Common use of Formulary Exceptions Clause in Contracts

Formulary Exceptions. Your provider may have prescribed a Prescription Drug that is not on our Formulary, or that has special coverage rules or requirements in order to be covered by this plan. If you require a Prescription Drug that is not covered in the way you or your provider would like it to be, you may request an exception. To request a Formulary Exception you or your provider must call or submit your request in writing to: Express Scripts, Inc. Attn: Prior Authorization Mail Stop B401-03 0000 Xxxxx Xxxx St. Louis, MO 63134 Phone: 0-000-000-0000 After your request for a Formulary Exception has been reviewed, you will receive written notification of our decision to approve or deny your request. For standard formulary exception requests we will issue a decision and notify the enrollee or enrollee’s agent and the enrollee’s prescriber within 72 hours of receipt of receiving the initial request.
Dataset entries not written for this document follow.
PR #2751, opened 2024-12-06
populate initial with initialExpression result collection

### LINKED ISSUE #2750: [SDC library] initialExpression with multiple values as result rendering incorrectly.
**Describe the bug**
When the result of initialExpression is a collection instead of a single value, The SDC only renders the first value instead of the whole collection. 
For example, while using it for a multiple choice question, it only populate the first element of resulting collection of the expression.

**Component**
SDC library

**To Reproduce**
- Apply this patch to main branch. [checkbox_not_populated_correctly_.patch](https://github.com/user-attachments/files/18033496/checkbox_not_populated_correctly_.patch)

- Open any patient & select edit patient questionnaire.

For expedited formulary exception requests we will issue a decision and notify the enrollee or enrollee’s agent and the enrollee’s prescriber within 24 hours of receipt of the initial request. If your request is denied, this plan will not cover the requested drug, and you will be responsible for any costs associated with the requested drug. If you do not agree with the plan’s determination, you have the right to appeal our decision, or to seek external review through an Independent Review Organization (“IRO”). See the Appeals section of this Agreement for information about seeking external review or filing an Appeal.